Jenkins’s memo set off alarm bells inside EPA, and someone in the agency inevitably leaked the memo to Monsanto. On October 1, 1990, James H. Senger, Monsanto’s vice president, sent a letter to Donald Clay, EPA assistant administrator for solid waste and emergency response, furious at what he termed “baseless charges.” The Monsanto studies, he said, had a “science-based focus.” Senger also complained that the “untrue allegations” repeated in the EPA memo cause “extreme prejudice” against Monsanto. “I wish to stress,” Senger said to Clay, “that Monsanto believes the charges against the two [Monsanto] studies [by Cate Jenkins] are utterly without merit.” Finally, Senger urged Clay to have the EPA audit those two studies and publish the results of the audit in a scientific journal.

While Monsanto was trying to convince the EPA of Jenkins’s misdeeds, the EPA started a criminal investigation of Monsanto, led by EPA agents John West and Kevin Guarino from EPA’s National Enforcement Investigations Center in Denver. On November 15, 1990, Cate Jenkins explained her conclusions in a memo to the investigators.
35

First of all, she said, the EPA relied on Monsanto’s dioxin studies in everything it did. The result, naturally, was that the EPA failed to acknowledge that dioxins cause cancers or any other serious health effects other than chloracne. This meant the EPA utterly underestimated the danger of dioxin-contaminated products such as the wood preservative pentachlorophenol and the weed killer 2,4-D.

Second, Monsanto alone was responsible for the falsification of the dioxin studies. Given that the National Institute of Environmental Health Sciences had partially funded one of the Monsanto studies, EPA investigators could charge Monsanto with “fraudulent use of government funds,” Jenkins said. Third, internal Monsanto documents that came to light during employee testimony revealed that Monsanto had known since the 1960s that some of its products (including the Agent Orange weed killers, 2,4,5-T and 2,4-D, pentachlorophenol, and the disinfectant Lysol) were contaminated by dioxin.

Moreover, Monsanto subverted its own dioxin studies by covering up the neurological diseases suffered by workers exposed to the compound; excluding workers with cancer from its studies; and even adding dioxin-exposed workers to the “control” group of its studies.

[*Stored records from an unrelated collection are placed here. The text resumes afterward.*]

Issue #3, opened 2017-08-25
Identify transaction types and define data structures


wagerlabs:
- Collect the different transaction types from the old repo.
- Figure out if we can discard any.
- Define data structures in a single or multiple `.hrl` files, naming them clearly.

PR #30, opened 2017-08-28
GH-3 Identify transaction types and define them in txs.hrl

zp-sd:
@sennui @wagerlabs This is the initial list of transactions (probably incomplete, but this may evolve once we implement). Thoughts?

### DIFF
--- a/apps/aecore/include/txs.hrl
+++ b/apps/aecore/include/txs.hrl
@@ -1,77 +1,88 @@
 -type(pubkey() :: binary()).
 
--record(coinbase_tx, {account = <<>> :: pubkey(),
-                      nonce = 0      :: non_neg_integer()}).
+-record(coinbase_tx, {
+          account = <<>> :: pubkey(),
+          nonce = 0      :: non_neg_integer()}).
 
--record(spend_tx, {from = <<>> :: pubkey(),
-                   to = <<>>   :: pubkey(),
-                   amount = 0  :: non_neg_integer(),
-                   fee = 0     :: non_neg_integer(),
-                   nonce = 0   :: non_neg_integer()}).
+-record(spend_tx, {
+          from = <<>> :: pubkey(),
+          to = <<>>   :: pubkey(),
+          amount = 0  :: non_neg_integer(),
+          fee = 0     :: non_neg_integer(),
+          nonce = 0   :: non_neg_integer()}).
 
 
 %% Channel-related transactions
 
--record(channel_new_tx, {id = 0          :: non_neg_integer(),
-                         account1 = <<>> :: pubkey(),
-                         account2 = <<>> :: pubkey(),
-                         amount1 = 0     :: non_neg_integer(),
-                         amount2 = 0     :: non_neg_integer(),
-                         fee = 0         :: non_neg_integer(),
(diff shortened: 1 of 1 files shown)


sennui:
@wagerlabs I recognise the orignal as emacs-otp indenting. If we can put rules around the first, I dont mind it (I would like just to make it more specific)

apps/aecore/include/txs.hrl
```diff
@@ -0,0 +1,77 @@
...
+                                amount = 0      :: pubkey(),
+                                fee = 0         :: non_neg_integer(),
+                                nonce = 0       :: non_neg_integer()}).
+
+-record(channel_solo_close_tx, {id = 0         :: non_neg_integer(),
+                                account = <<>> :: pubkey(),
+                                fee = 0        :: non_neg_integer(),
+                                nonce = 0      :: non_neg_integer()}).
+
+-record(channel_slash_tx, {id = 0         :: non_neg_integer(),
```
sennui: can we improve naming? slash is not saying anything? is anyone using it and this is why we use slash? Maybe: Overload?

apps/aecore/include/txs.hrl
```diff
@@ -0,0 +1,77 @@
...
+                          delay = 0       :: non_neg_integer()}).
+
+-record(channel_team_close_tx, {id = 0          :: non_neg_integer(),
+                                account1 = <<>> :: pubkey(),
+                                account2 = <<>> :: pubkey(),
+                                amount = 0      :: pubkey(),
+                                fee = 0         :: non_neg_integer(),
+                                nonce = 0       :: non_neg_integer()}).
+
+-record(channel_solo_close_tx, {id = 0         :: non_neg_integer(),
```
sennui: self close?

apps/aecore/include/txs.hrl
wagerlabs: The indent I prefer is how my Emacs is indenting if you leave the opening brace hanging.

apps/aecore/include/txs.hrl
wagerlabs: I didn't comment on the naming because some of the transactions may go eventually. I do think that having both close and solo close is superfluous as the system should be able to recognize that you are closing the channel unilaterally. Besides, it makes for less conflicts to resolve, e.g. when one side did a close and the other one a solo close.

apps/aecore/include/txs.hrl
wagerlabs: Slash is a [cryptocurrency term](https://medium.com/@VitalikButerin/minimal-slashing-conditions-20f0b500fc6c) so I would leave it. We'll evaluate the transaction itself when we get to channels.

zp-sd:
@wagerlabs Yes, agree with indentation comment. @sennui What is proposed is still emacs indenting.

apps/aecore/include/txs.hrl
zp-sd: Well.. do we want to evaluate these transactions now, or leave it as it is, and massage when channels implementation takes place?

zp-sd:
@sennui @wagerlabs  can we merge?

On January 24, 1991, Jenkins sent another memo to West and Guarino, again stressing Monsanto’s overwhelming influence on weakening the EPA’s regulation of dioxins in air, water, pesticides, and waste programs.
36

The implications of these findings were far-reaching. Perhaps most obviously, the EPA’s Monsanto-influenced dioxin policy effectively discouraged litigation against Monsanto. But the Department of Veterans Affairs had also used the EPA’s compromised dioxin findings to deny compensation to veterans exposed to dioxin during the Vietnam War. (Australia and New Zealand did the same thing to their own war veterans.) The White House had ordered the Centers for Disease Control to reject veterans’ claims that their cancers had anything to do with their exposure to dioxin during the war.

There was, of course, a great deal of money at stake in these maneuvers. Monsanto (and the White House, apparently) did not want Americans making the connection between the poisons that had caused cancer in soldiers sickened in the jungles of Vietnam and the dioxin-laced pesticides citizens used in their homes or on their suburban lawns.